16 and Pregnant: The Tragic Case of Rennie Gibbs

by Jacob Dahlke, Bioethics Program Alum (MSBioethics 2012)

Rennie Gibbs was 15 years old when she found out she was pregnant. In late 2006, then 16 and pregnant 36 weeks, she was admitted to a hospital in Lowndes County, MS, diagnosed with fetal demise and induced to gave birth to a stillborn baby named Samiya. A urine test detected marijuana and cocaine in Ms. Gibbs’ system upon admission. An autopsy revealed that Samiya’s death was most likely due to the umbilical cord wrapping around Samiya’s neck, causing blood supply to be cut off. But that interpretation of the autopsy report is not what was given days after Samiya’s death, when Samiya’s death was ruled a homicide and Ms. Gibbs was subsequently indicted for murder. The claim was that, because Rennie had smoked crack during her pregnancy, she had caused the death of her baby. Under Mississippi statute, that constitutes murder if one’s acts are “eminently dangerous to others and evincing a depraved heart, regardless of human life, although without any premeditated design to effect the death of any particular individual”. A judge is expected to rule later this week as to whether the case will continue or be dismissed.
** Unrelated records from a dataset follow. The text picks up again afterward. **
PR #1186, opened 2026-09-15
fix(clipboard): restore cleanup when legacyCopy's select() throws

### LINKED ISSUE #1149: legacyCopy can leave a textarea holding a credential in the DOM
## What

`legacyCopy` in `web/src/design-system/helpers/clipboard.ts` builds a `<textarea>` holding the plaintext it is copying, appends it to `document.body`, and removes it again several statements later. Only the `execCommand` call sits in a `try`; the setup between the append and the removal does not:

```ts
document.body.appendChild(source)          // :36  textarea now holds the plaintext
const selection = document.getSelection()  // :38
const previousFocus = ...                  // :41
source.select()                            // :45  not guarded
let copied = false
try {
  copied = document.execCommand("copy")    // :49  guarded
} catch {
  copied = false
}
source.remove()                            // :54  only reached on the happy path
```

If anything between `:36` and `:54` throws, `source.remove()` never runs and a detached-but-attached textarea containing the value stays in the DOM for the life of the page. `document.getSelection()` and `select()` are the realistic candidates; both are documented to throw in some cross-document and detached-frame situations.

## Why it matters more than it looks

The values this helper copies are credentials. `CopyField` hands out a one-time API key and the two request snippets built around it, so the leaked node holds a secret, and it is in the DOM rather than in a variable: any extension, any `document.body.innerText`, any later error report that serializes the page picks it up.

## Why now

The helper and the missing `finally` both pre-date #1142 and nothing about them changed in it. What changed is the exposure. Before, `legacyCopy` was reached only by `CopyField`'s concealed path; #1142 routed the default arrangement through the same helper so a copy works on a plain-HTTP origin (#957), which makes it the fallback for **every** copy in that component. The bug is the same age; the number of ways to reach it is not.

## What would close this

Wrap the body in `try { ... } finally { ... }` so the removal and the two restorations run whatever happens, keeping the existing `execCommand` catch inside it. A test that makes `select()` throw and asserts `document.body` holds no textarea afterwards is what turns it into a check rather than a claim.

Found in review on #1142 (https://github.com/mozilla-ai/otari/pull/1142#discussion_r4006378016), deliberately not fixed there: the file is untouched by that PR and a cleanup with its own test belongs in its own change.

AmirF194:
## Description
`legacyCopy` (the execCommand fallback used on plain-HTTP LAN origins, where `navigator.clipboard` is undefined) builds an offscreen textarea holding the copied text, often an API key since `CopyField` routes through this helper. It calls `document.getSelection()`, reads `document.activeElement`, and calls `source.select()` before entering the only try/catch in the function, which guards `execCommand` alone. `source.remove()` runs after that, on the happy path only. `select()` is documented to throw in a detached-document/cross-document situation, and if it does, the textarea is never removed: the plaintext stays in the DOM for the life of the page.

Moved the removal, and the selection/focus restore that already existed to protect the operator's tab position, into a `finally` so they run regardless of what throws once the textarea is in the DOM.

## How to test it locally
`pnpm --dir web vitest run src/design-system/helpers/clipboard.test.ts`. The new test stubs `HTMLTextAreaElement.prototype.select` to throw and asserts no `<textarea>` is left behind; it fails on `main` (1 leaked node) and passes on this branch.

## PR Type
- [x] Bug Fix

## Relevant issues
Fixes #1149

## Checklist

## AI Usage

## Summary

- Ensured `legacyCopy` always removes its temporary textarea and restores selection and focus.
- Made `select()` failures return `false` instead of escaping.
- Added a regression test for cleanup when `select()` throws.

This prevents copied credentials from remaining in the document after setup failures.


khaledosman (approved):
Approved, with one commit pushed onto the branch (2ff99e3f) rather than sent back, since `maintainerCanModify` is on.

The `finally` fixes the leak, but `legacyCopy` still throws and `copyToClipboard` does not catch it. All four call sites read only the return value and none wraps the call, so a `select()` that throws gave the operator nothing at all on the exact path this PR is about:

- `CopyButton.tsx:45` never reaches `setState("failed")`, so no "Copy failed" tooltip
- `CopyField.tsx:278` and `:298` never focus and select the field for Ctrl/Cmd-C
- `CodeBlock.tsx:74` is silent

plus an unhandled rejection out of each press handler. The commit turns the outer `try` into `try/catch/finally` returning `false`, which is the helper's stated contract ("reporting whether it actually landed there", `clipboard.ts:1-2`). With a catch covering what follows, the selection and focus capture moves back out of the `try`, dropping the three mutable bindings it needed.

On the fallback itself, since it comes up: `navigator.clipboard` is `[SecureContext]`, so it is undefined on the plain-HTTP LAN origins this dashboard is routinely served from (#957, #478). That is not a legacy-browser gap that ages out, so `execCommand` stays.

Verified on the branch: `pnpm --dir web run lint`, `pnpm --dir web run typecheck`, and the full vitest suite (194 files, 6549 tests) pass. The new test is a real regression test, not a claim: against `origin/main`'s `clipboard.ts` it fails with exactly one leaked textarea.

AmirF194:
Thanks for catching that, @khaledosman. Missing the catch around legacyCopy meant the finally fix alone left every call site with a silent failure path, and your fix closes it correctly.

On its face, the legal perspective would seem laughable were it not real. The case highlights the problems of Mississippi’s medical examinations and the ‘medical examiner’, Steven Hayne.  I use quotations because of Hayne’s reputation for being, well, spectacularly corrupt. For example,

       “Here’s how it works: Each county in Mississippi elects a coroner to take the lead in conducting
       death investigations. The job requires no prior training, medical or otherwise – only a high
       school degree. If a death appears to have been caused by criminal activity, the coroner will
       consult with the local district attorney. Between the two of them, they’ll then refer the body to a
       private medical examiner for an autopsy. If a crime did occur, that medical examiner will likely
       then be asked to testify at trial. The system … encourages prosecutors and coroners to send
       bodies and the fees that come with them to medical examiners they trust … it undermines the
       notion of an adversarial criminal justice system. Medical examiners who have a financial 
       incentive to keep prosecutors and coroners happy end up testifying against indigent 
       defendants who can’t afford to hire their own experts to review the state expert’s work. At the
       center of all of this is a Rankin medical examiner Dr. Steven Hayne, the man who over the last
       20 years has come to dominate Mississippi’s autopsy business.” (emphasis mine)
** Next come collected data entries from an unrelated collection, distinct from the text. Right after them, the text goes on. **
Issue #1173, opened 2026-09-15
Wire core features through a static registry, so the bootstrap hook is only ever an edition's


peteski22:
### Problem

Adding a core feature means editing a manually maintained list in each of several files: the router list, the surfaces tuple, the settings view, the lifespan workers, the metrics module, plus the shared config, models and errors files. #973 touched twelve files for one feature.

#1091 avoids that by shipping budget alerts as a bootstrap plugin: `OTARI_BOOTSTRAP=otari_alerts:register`. That misuses the hook. `OTARI_BOOTSTRAP` selects an edition. It overrides ports and adds edition-specific things. Using it to switch on a core feature costs three things:

- The feature is off in a plain deployment unless the operator sets a specific environment variable.
- The hook takes one value, and an edition already uses it. The edition would have to import the package and register it again, or the hook becomes an ordered list where the last bind wins. Both are error-prone.
- A core feature gets a separate migration chain and a rule against foreign keys to core tables. Those only make sense for out-of-tree code.

### Proposal

A static registry of core features, read by core's own wiring. A feature is a domain in the shape from #1201 (a service package, a repository package, and one module each for routes, schemas, exceptions and models) plus one registry entry. The container and the bootstrap are not involved.

```python
# src/gateway/features.py
from gateway.services import alerts, budget_alert_trigger

CORE_FEATURES = (alerts.FEATURE, budget_alert_trigger.FEATURE)
```

Each entry carries a name, a dashboard surface, an `enabled(config)` check, the routers, and an optional worker.

- `register_routers` mounts each enabled feature's routers as core routes, ungated, where the other management routers mount. This is what ARCHITECTURE.md step 6 already says a core router does.
- The lifespan starts each enabled feature's worker beside its existing periodic tasks and stops it the same way, under the same bounded wait.
- The bootstrap endpoint lists a feature's surface only when the feature is enabled. The dashboard already hides a nav entry whose surface is absent and answers its route with "not available here". No new UI mechanism.
- Tables go on core's metadata and core's Alembic chain. One chain, one head.

**Code says what ships. Config says what runs.** The registry is the only thing that decides which features are in the build. Each feature reads its own settings and decides whether to mount and start. The switch is a startup-only config field, like `enable_metrics`. It is not an entitlement and not a feature flag. Config never names a module to load.

**The switch never touches the schema.** Off means the router is not mounted and the worker is not started. The tables and rows stay. On again does nothing to the database. Off, on, off, on is a no-op.

[...]

Issue #1171, opened 2026-09-15
Core cleanup: one feature, one domain


peteski22:
### Problem

Adding a feature to the core means editing a manually maintained list in several shared files. #973 touched twelve of them for one feature.

Those same files are where people collide. In the last 90 days, four files had ten or more distinct authors. Nobody owns any of them in CODEOWNERS.

### Goal

A feature lives in one domain with one owner. It is a registry entry plus the domain's modules in each layer: a service package and a repository package, and one module each for routes, schemas, exceptions and models (#1201). Adding one touches those modules, the registry entry, the nav registry, and generated artifacts. Nothing else. The domain map is #1201.

### Plan

Five phases. Each issue lands on its own and leaves the codebase working. Code moves and behavior changes are separate PRs.

1. Guardrails: required code-owner review on `main`, and the two stable paths added to CODEOWNERS.
2. Registries for the core's own lists: features, workers, surfaces, settings view, metrics.
3. Split the shared files by domain: config, models, errors, route helpers.
4. A built-in tool seam: one interface, one loop, web fetch as the proof.
5. Layer completion per domain: each service built on its own repositories and a Unit of Work, budget reservations as Try-Confirm/Cancel, the boundary enforced, then CODEOWNERS by domain.

Owners by area come last on purpose: before the domain issues land, they would change on every rename. Phases 3 to 5 are filed as the earlier phases land.

### Out of scope

Any new extension mechanism: loading code at runtime, finding packages by scanning, or hooks on the request path. Any change to a settled row of the architecture charter. Those go to the charter's Decisions table first.

### Numbers to move

Measured on `main` at `7e05eff2`, 2026-09-15.

| Measure | Today |
| --- | --- |
| Shared core files one feature PR touches (#973) | 12 |
| Files with 10 or more authors in 90 days | 4 |
| `_pipeline.py` | 4,762 lines, 24 importing modules, 31 public functions |
| `config.py` / `entities.py` / `tenancy/errors.py` | 2,632 / 1,974 / 1,294 lines |
| Flat modules at the top of `services/` | 62 |
| Underscore helper modules in `api/routes/` | 11 |
| Manually declared worker variables in the lifespan | 9 |
| CODEOWNERS entries | 3 |

### Done when

- A feature PR of #973's size touches its domain's modules, the registry entry, the nav registry and generated artifacts only.
- No core file has more than five distinct authors in a quarter.

### Issues

- [ ] #1172 Require code-owner review on main for the guardrail paths
[...]

PR #1188, opened 2026-09-15
refactor(gateway): add the core feature registry, empty

peteski22:
## Description

Today, adding a core feature to Otari means editing a hand-kept list in several files: the router list, the surfaces the dashboard shows, the background workers the lifespan starts. Shipping a feature as a bootstrap plugin instead misuses the bootstrap hook, which exists to select an edition and takes one value.

This PR adds a registry of core features: one literal tuple, edited by hand, that says which features this build ships. The app asks each listed feature once, when it is built, whether it is enabled, and router registration, the lifespan and the deployment bootstrap all use that one answer. A feature's switch is therefore a startup setting the dashboard cannot change. A listed feature mounts as core routes with no capability gate, runs its worker beside the existing refreshers, and publishes its dashboard surface when its own setting enables it. A worker stops under the refreshers' shared shutdown bound, and `CoreFeature` states what that asks of it: let cancellation through and leave no write half done. A feature is one domain-named module per layer plus its registry entry, the same shape the rest of the core uses.

The registry is empty in this PR, so nothing changes for anyone running Otari. It is the seam the first feature, budget alerts, lands in next (PR 2 of 3 for #1173).

The architecture check learns two rules so the seam stays what it is: a service or a route may not import the registry, so a feature cannot register itself (only the app wiring reads it, and the bootstrap route gets the enabled features from the app); and nothing under the gateway imports `importlib.metadata`, `importlib_metadata` or `pkg_resources`, which is how entry-point discovery gets written. A violation of the second says that in its message.

Churn on the two files this touches most, measured over 90 days as the epic asks: `main.py` goes from 47 commits to 48; the rest of the top five is unchanged.

## How to test it locally

```
make lint && make typecheck
uv run pytest tests/unit/test_features.py tests/unit/test_check_architecture.py tests/unit/test_deployment_bootstrap.py
uv run python -c "import gateway.features, gateway.api.main, gateway.main"
```

What to look for: `GET /api/v1/bootstrap` on a standalone gateway answers the same surface list as before. The new `test_features.py` stands a probe feature in for a real one and checks that its route mounts, its surface is published, and its worker starts, stops, and reports a failure when it dies, each only when the feature says it is enabled. It also checks that a switch changed after the app is built moves none of the three, that a surface is published once even when a feature repeats it, and that a worker that will not stop is abandoned at shutdown and logged as a worker. The check-script tests cover the two new rules with synthetic files.

Run locally: lint, typecheck, `make openapi-check`, `make postman-check`, and the full unit suite (3628 passed). The 16 local failures come from this machine, not the change: a gitignored `.env` sets a master key and the shell exports `OTARI_API_KEY`. The six affected files pass 145 of 145 in a clean checkout without either. The OSS smoke gate and the integration suite are left to CI.

## PR Type

- [ ] New Feature
- [ ] Bug Fix
- [x] Refactor
- [x] Documentation
- [ ] Infrastructure / CI

## Relevant issues

Part of #1173 (PR 1 of 3). Part of #1171.

## Checklist

- [ ] I ran the Definition of Done checks locally (`make lint`, `make typecheck`, `make test`). Lint, typecheck, and `make test-unit` ran locally; `make test-integration` is left to CI.
- [x] If the API contract changed, I regenerated the OpenAPI spec (`uv run python scripts/generate_openapi.py`). Not applicable: no route or schema changed.

## AI Usage

- [ ] No AI was used.

**AI Model/Tool used:** Claude Fable 5.1 and Claude Opus 5, through Claude Code.

**Any additional AI details you'd like to share:** The design and the step-by-step spec were written by Peter. Agents implemented the spec, wrote the tests, and ran the checks. The later commits apply review feedback: daavoo's comment on reading `enabled` once, and a multi-model review whose findings Peter asked to have fixed.

## Summary

- Added an explicit, currently empty core feature registry.
- Integrated enabled features with route mounting, dashboard surfaces, and worker lifecycle management.
- Added architecture rules that protect registry boundaries and prevent runtime feature discovery.
- Added tests for feature integration, hybrid deployments, worker handling, startup settings, and architecture rules.

This provides a controlled extension point for future core features without changing current deployments.

## Technical notes

- Features use `CoreFeature` definitions in `src/gateway/core/feature.py`.
- The application evaluates feature settings once during startup.
- Hybrid deployments do not mount feature routes, publish feature surfaces, or start feature workers.
- Review findings: unavailable.
- Test execution results: unavailable.


src/gateway/main.py
```diff
@@ -475,6 +477,14 @@ async def lifespan(app: FastAPI) -> AsyncGenerator[None, None]:
                         retention_sec=config.budget_reservation_retention_sec,
                     )
                 )
+            # Workers of the feature packages the registry lists. Same
+            # supervisor as the refreshers above: created here, cancelled
+            # together in ``finally`` under one shared bound.
+            package_workers = [
+                (asyncio.create_task(package.worker(config)), package.name)
```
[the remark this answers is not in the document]
peteski22: Addressed in f61c3dbb: each package worker now runs under a wrapper that logs the failure once, when it happens. It does not re-raise, since nothing awaits the task before shutdown and the supervisor would only log the same death a second time there.

src/gateway/api/routes/bootstrap.py
```diff
@@ -143,6 +144,21 @@
 )
 
 
+def hosted_surfaces(config: GatewayConfig) -> list[str]:
+    """The surfaces this deployment hosts, sorted.
+
+    The edition's fixed set plus the surface of each enabled registry feature.
+    Empty for hybrid, which hosts none.
+    """
+    if config.is_hybrid_mode:
```
daavoo, line 153: This branch is unreachable in production. `hosted_surfaces` has one caller, line 363, and that sits below the hybrid early return at line 318, which builds its own response with a literal `surfaces=[]`.

So the rule `test_a_hybrid_gateway_hosts_no_surface_whatever_the_registry_says` states is real, but it is the literal that enforces it, not this branch: the test asserts a property of a helper the hybrid path never calls, and no test covers what the hybrid endpoint answers with an enabled feature in the registry.

Suggest calling the helper from the hybrid arm of `get_bootstrap` instead of its literal `surfaces=[]`. Then one function answers which surfaces a deployment publishes in all three modes, this branch carries weight, and the test covers what ships. That also makes the name wrong: a function answering for hybrid, hosted and standalone wants a name like `published_surfaces`, especially sitting two lines from `HOSTED_SURFACES if config.is_hosted_mode`.

The alternative is to drop the branch and let the literal stand alone.

daavoo (commented):
One note on the hybrid branch in `hosted_surfaces`, inline. Nothing blocking; the rest of the seam reads well and the worker supervision is right.

Posted by Claude Opus 5 via Claude Code.

src/gateway/core/feature.py
```diff
@@ -0,0 +1,31 @@
...
+
+@dataclass(frozen=True)
+class CoreFeature:
+    """One feature the build ships.
+
+    ``enabled`` is read at startup, when routers are mounted and workers are
+    created, and again whenever the deployment bootstrap publishes the
+    surfaces it hosts. It must therefore answer from startup-only settings;
+    a runtime-settable field would let the published surface set drift from
+    what is mounted and running.
```
daavoo: Worth strengthening this later, not now. Nothing enforces it, and the cost of breaking it is more than drift.

Runtime settings mutate the live config object: `apply_override(config, key, value)` in `runtime_settings_service.py:241` writes to the same object `app.state.config` holds. Making a field settable is one line in `_SPECS` (`runtime_settings_service.py:93`), in a file somebody else is likely editing, and nothing connects that dict to `enabled`.

If a feature's switch ends up there, three things happen, none of which log anything:

1. Switched on at runtime: the nav row appears, the page 404s. Cosmetic, fixed by a restart.
2. Switched off at runtime: the routers stay mounted and keep answering. The operator sees the row vanish and believes the feature is off.
3. Same case with a worker: the worker was created once at startup and keeps running. For alerts, that means notifications still going out after an operator switched alerts off.

The fix that closes all three is to read `enabled` once and have everyone use that answer: compute the enabled set in `create_app`, put it on `app.state`, and have `register_routers`, the lifespan and the bootstrap route read the set rather than calling `enabled(config)` again. Then the three cannot disagree whatever a feature reads.

If you would rather keep it as a documented contract, name those effects here instead of "drift". "Drift" does not warn the next person that turning a feature off can leave it sending email.

daavoo (approved):
Approving. The seam is sound, the worker supervision is right, and the tests are unusually good for an empty registry.

One more note inline, on the `enabled` contract. It is a trap for later rather than a bug now, so it does not block. My earlier note on the hybrid branch in `hosted_surfaces` still stands.

Reviewed by Claude Opus 5 via Claude Code.

src/gateway/api/routes/bootstrap.py
peteski22: Addressed in aa4b81a4: the hybrid arm now calls the helper, renamed `published_surfaces`, so one function answers for all three modes. The hybrid test now asks the endpoint with an enabled feature in the registry, and it fails if the helper's hybrid branch is removed.

src/gateway/core/feature.py
peteski22: Done in c7b8be8e, the fix rather than the documented contract. `create_app` records the enabled features on `app.state` once, and `register_routers`, the lifespan and the bootstrap use that tuple, so the bootstrap route no longer imports the registry and its architecture-check exemption is gone. One correction on case 1: a restart did not fix it. Routers mount in `create_app` before the lifespan applies stored overrides, so a stored override split the three permanently (checked with a real settings PATCH and a restart). Reading once makes them agree, but a dashboard-settable switch then never takes effect, so the `CoreFeature` docstring now says that in those words rather than "drift". `test_a_switch_changed_after_the_app_is_built_moves_nothing` covers both directions.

(Much more on Hayne has been excellently written by Radley Balko; it is interestingly infuriating, but you may wish to shower after. Mississippi seems to have improved since severing ties with Hayne in 2008 and contracting services out to a company from Tennessee).

Perhaps more interestingly, Ms. Gibbs’ attorneys appear poised to challenge the medical evidence associating prenatal cocaine use with fetal harm, which may further bolster their case. Researcher Deborah A. Frank’s affadavit indicates there is “no consistent association between cocaine use during pregnancy and serious fetal harms; … no convincing evidence that prenatal cocaine exposure is more strongly associated … than exposure to… tobacco and alcohol”. Their argument: there simply is no causal connection between the drugs in in Ms. Gibbs’ system and the Sayima’s death. Besides that, there were only trace amounts of a derivative of cocaine, which is a significant departure from the “cocaine toxicity” indicated by Hayne in the autopsy report.
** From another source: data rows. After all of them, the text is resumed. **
PR #1189, opened 2026-09-15
fix(pricing): close hosted-credential gap in organization pricing overrides

tbille:
## Description

An organization's pricing override (`POST /api/v1/organizations/me/pricing`) is meant to be refused for a model the deployment, not the organization, pays the upstream bill for — otherwise an organization could set its own rate (including zero) and undercut what it's actually being charged. That refusal only recognized the deployment's own configured provider instances as "deployment-supplied." It never asked the port an overlay uses to serve a bare `provider:model` key on a deployment-owned hosted credential when the organization has no key of its own. An organization could set its own price for a model actually served on a hosted fleet, as long as it named a bare provider rather than a configured instance.

This PR extends that refusal to also consult the hosted-credential port, while first checking whether the organization holds a real BYO key of its own for the provider (so an org that already dispatches on its own key isn't wrongly refused just because a hosted fleet also exists under the same provider name). It also closes two related loopholes found while hardening this: a construction site could previously omit the port dependency and silently get the weaker check, and a provider-key row with no actual credential material could satisfy the BYO check without being able to serve a request.

Two residual gaps are documented explicitly in the code rather than fixed here: the BYO check is organization-wide rather than workspace-scoped, and the refusal is asserted at write time only (not re-checked at pricing resolution if a key is later archived) — the same shape the existing config-instance rule already had.

## How to test it locally

- `make lint` (architecture check, ruff)
- `make typecheck` (mypy)
- `uv run pytest tests/unit/test_organization_pricing_resolution.py tests/integration/test_organization_pricing_routes.py` — includes new cases for: an org's own BYO key exempting it even when a hosted fleet also serves the same provider name, a hosted-access refusal still counting as deployment-supplied, the operator exemption applying through this path too, an unrelated hosted fleet leaving BYO pricing untouched, and a credential-less key row not satisfying the BYO check.

## PR Type

- [ ] New Feature
- [x] Bug Fix
- [ ] Refactor
- [ ] Documentation
- [ ] Infrastructure / CI

## Relevant issues

Related to otari-ai#2095 (the rule this refusal enforces).

## Checklist

- [ ] If the API contract changed, I regenerated the OpenAPI spec (`uv run python scripts/generate_openapi.py`). (No route shape changed.)

## AI Usage

- [ ] No AI was used.

**Any additional AI details you'd like to share:** Implemented after an investigation into hosted-provider pricing manipulation, then hardened over three rounds of independent multi-LLM review (openai/anthropic/gemini via star-chamber) with fixes applied between rounds.

## Summary

Organization pricing overrides now reject models served by deployment-owned hosted credentials when no usable organization BYO credential covers the organization’s workspaces.

Organizations with usable BYO credentials remain allowed. Deployment operators remain exempt. Unrelated hosted credentials do not cause a refusal. Credential-less key rows do not satisfy the BYO requirement.

The change adds workspace-aware validation, updates service construction, adds test coverage, and updates route and client documentation.

## Technical notes

- `OrganizationPricingService` now requires a `ModelProviderPort` dependency.
- Validation checks each organization workspace and respects disabled workspace overrides.
- The refusal applies when the pricing override is written.
- No route shape changed, so OpenAPI regeneration was not required.


src/gateway/services/organization_pricing_service.py
```diff
@@ -131,12 +167,140 @@ async def raise_if_deployment_supplied(self, user: TenancyUser, model_key: str)
...
+        """
+        if is_deployment_instance_key(self.config, model_key):
+            return True
+        if self.model_provider is None:
+            return False
+        split = split_selector(model_key)
+        if split is None:
+            return False
+        provider, model = split
+        if await self._organization_has_byo_credential(organization_id, provider):
```
khaledosman, line 184: Ask the port before the BYO check. As written, every bare-key override write pays four queries (`list_live_keys`, the workspace `COUNT`, the workspace page, `candidates_for_workspaces`) even where no hosted fleet exists at all. `SelfHostedModelProviderAdapter.resolve_hosted_credential` returns `None` with zero I/O, so:

```python
credential_or_denied = ...  # port first
if not credential_or_denied:
    return False
return not await self._organization_has_byo_credential(organization_id, provider)
```

gives the identical answer and skips all of it on every OSS deployment.

The docstring's reason for the current order ("asking it first, unconditionally, would refuse an organization pricing traffic that already dispatches on its own key") does not hold: the BYO check still gates the refusal either way, it just runs second.

src/gateway/services/organization_pricing_service.py
```diff
@@ -131,12 +167,140 @@ async def raise_if_deployment_supplied(self, user: TenancyUser, model_key: str)
...
+        return True
+
+    async def _all_workspace_ids(self, organization_id: uuid.UUID) -> list[uuid.UUID]:
+        """Every workspace id this organization has, paged past `WorkspaceRepository`'s default limit."""
+        workspace_repository = WorkspaceRepository(self.db)
+        ids: list[uuid.UUID] = []
+        skip = 0
+        limit = 100
+        while True:
+            page, total = await workspace_repository.get_by_organization(organization_id, skip=skip, limit=limit)
```
khaledosman: `_all_workspace_ids` runs a `COUNT(*)` per page and hydrates full `Workspace` ORM rows only to read ids. The offset paging also orders by `created_at desc`, so a workspace created during the walk shifts rows between pages and can drop an id, and a dropped workspace here is a wrongly-granted exemption rather than just a missing row.

One statement covers it:

```python
result = await self.db.execute(
    select(col(Workspace.id)).where(col(Workspace.organization_id) == organization_id)
)
return list(result.scalars().all())
```

This file already builds its own selects in `raise_if_overlapping`, so that stays inside the layer rules.

src/gateway/api/routes/organization_pricing.py
```diff
@@ -212,9 +212,16 @@ class OrganizationModelPricingsPublic(BaseModel):
...
-    """Build the pricing service on the request's session and provider map."""
-    return OrganizationPricingService(db, config)
+    """Build the pricing service on the request's session, provider map, and hosted-credential port.
+
+    The port is what lets the deployment-supplied-model refusal see past
+    ``config.providers``: a build with no configured instances can still serve a
+    bare ``provider:model`` key on a hosted credential an overlay's adapter owns,
+    and only the port knows that.
+    """
+    return OrganizationPricingService(db, config, model_provider=model_provider)
```
khaledosman, line 218: Nothing exercises this wiring. All nine new tests construct `OrganizationPricingService` directly with `_FakeHostedModelProvider`, so the claim that the route binds a real port is the one part of the fix with no coverage, and it is the part the PR description calls out as a closed loophole.

`tests/integration/test_organization_pricing_routes.py` already has HTTP-level tests to model one on: override `get_model_provider_port` on the app and assert `POST /api/v1/organizations/me/pricing` answers 403 for a bare key the fake serves.

src/gateway/services/organization_pricing_service.py
```diff
@@ -93,10 +105,29 @@ def _describe_period(effective_from: datetime, effective_to: datetime | None) ->
...
+        model_provider: ModelProviderPort | None,
+    ):
+        """Bind the request's session, provider map, and hosted-credential port.
+
+        ``model_provider`` has no default; see the inline comment below for why.
+        """
         self.db = db
         self.config = config
         self.organizations = OrganizationService(db)
+        # Keyword-only with no default, and nullable rather than defaulted to
```
khaledosman: Nine lines to justify a keyword-only parameter that protects exactly one construction site in `src/`. Same shape at line 175, where "A write-time answer, not a standing one" documents a gap this PR does not close.

AGENTS.md: "Add a comment only where the logic is not obvious... Do not restate the code, narrate the change, or record what the code used to do: the commit message is where that belongs. Leave the comments around a change shorter than you found them." A line each would carry it.

khaledosman (approved):
The gate is right and it errs toward refusing, which is the safe direction for a money rule. Four inline findings, none blocking: one ordering change that would drop 4 queries per write on every deployment with no hosted fleet, one pagination helper worth collapsing to a single select, an untested route wiring, and comment bloat against AGENTS.md.

src/gateway/services/organization_pricing_service.py
peteski22: Kept the BYO check first. The port's contract covers only a model no BYO key serves, and dispatch asks it only after BYO fails. Port-first would also let a port error block writes for organizations that have their own key. The saved queries are on a rare admin write, not the request path. The docstring did give the wrong reason: 60abf6a8 now states the contract, and a gotcha comment keeps the order.

src/gateway/services/organization_pricing_service.py
peteski22: Addressed in 3e792816: added `WorkspaceRepository.get_ids_by_organization`, one ID-only select with no paging, and removed the helper.

src/gateway/api/routes/organization_pricing.py
peteski22: Addressed in cfe31b6c: `test_the_route_asks_the_port_this_build_bound` rebinds the port in the app container and writes as an organization admin session. The master key cannot cover this, because the operator is exempt before the port is asked. It gets 201 for a provider the fake does not serve and 403 for one it serves, and it fails with 201 if the route drops the port.

src/gateway/services/organization_pricing_service.py
peteski22: Addressed in 60abf6a8: both comments are now one or two lines, and the other docstrings this PR added are cut to contract and gotchas.

peteski22:
The refusal in this PR runs at write time only, so it does not close one gap. An override stays in force after the organization loses BYO coverage, and requests that then fall through to a hosted credential still price at the organization's rate. #1254 tracks that gap.

src/gateway/services/organization_pricing_service.py
```diff
@@ -131,12 +156,82 @@ async def raise_if_deployment_supplied(self, user: TenancyUser, model_key: str)
...
+        matching_key_ids = {key.id for key in matching_keys}
+        candidates_by_workspace = await WorkspaceProviderKeyOverrideRepository(self.db).candidates_for_workspaces(
+            organization_id=organization_id,
+            workspace_ids=workspace_ids,
+        )
+        for workspace_id in workspace_ids:
+            candidates = [
+                (key, override)
+                for key, override in candidates_by_workspace.get(workspace_id, [])
+                if provider_key(key.provider) == normalized
```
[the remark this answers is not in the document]
peteski22: Not applied. Dispatch resolves the active key over every live key and checks usability after, so an unusable default key sends the request to the hosted credential. It does not fall back to an older usable key. This check mirrors that on purpose. Filtering first would count the older key as coverage and grant the exemption for traffic the deployment pays for. 832b8c20 adds a test that fails with the suggested change.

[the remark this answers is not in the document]
peteski22: Proof in a3811e40, `test_an_unusable_default_key_does_not_fall_back_to_a_usable_one`. The organization has a usable key and an undecryptable one.

1. With the usable key as the org default, the dispatch cache gives the workspace a credential.
2. With the undecryptable key as the default, the dispatch cache gives the workspace nothing, and `credential_ladder_exhausted` is true. Dispatch does not fall back to the usable key, so the request goes to the hosted port.
3. The pricing check then refuses the override.

With the suggested filter applied, steps 1 and 2 still pass and step 3 fails with DID NOT RAISE. The filter counts the usable key as coverage for a workspace whose traffic the deployment pays for. So the check keeps resolving over every live key, the same way dispatch does.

But I am less interested in the legal perspective of the case than I am about the ethical ones. For example, what if anything does this case say about reproductive rights in Mississippi?

It may be relevant to consider Ms. Gibbs’ actions from one of two perspectives. First, what if Ms. Gibbs did not want to have a baby? Second, what if she did want to have the baby? This puts her case into a sort of discussion about abortion rights, and focuses on her actions as a function of her intent. While intent does not seem to matter in terms of Mississippi law, it can matter ethically.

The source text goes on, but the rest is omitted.